TASK STATEMENT | Report each line of the data below in which "should" appears.

SUPPLIED ENTRIES |
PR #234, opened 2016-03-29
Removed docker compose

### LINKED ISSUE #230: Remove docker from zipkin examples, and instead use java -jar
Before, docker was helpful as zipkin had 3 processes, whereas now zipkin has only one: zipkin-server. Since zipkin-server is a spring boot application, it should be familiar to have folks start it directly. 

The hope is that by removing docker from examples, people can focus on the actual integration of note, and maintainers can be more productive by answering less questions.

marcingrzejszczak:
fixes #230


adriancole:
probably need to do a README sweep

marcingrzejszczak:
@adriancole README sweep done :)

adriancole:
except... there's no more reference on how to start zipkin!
* * *
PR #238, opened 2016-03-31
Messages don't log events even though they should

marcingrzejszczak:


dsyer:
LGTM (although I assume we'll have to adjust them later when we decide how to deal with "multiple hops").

RESPONSE |
Before, docker was helpful as zipkin had 3 processes, whereas now zipkin has only one: zipkin-server. Since zipkin-server is a spring boot application, it should be familiar to have folks start it directly. 
Messages don't log events even though they should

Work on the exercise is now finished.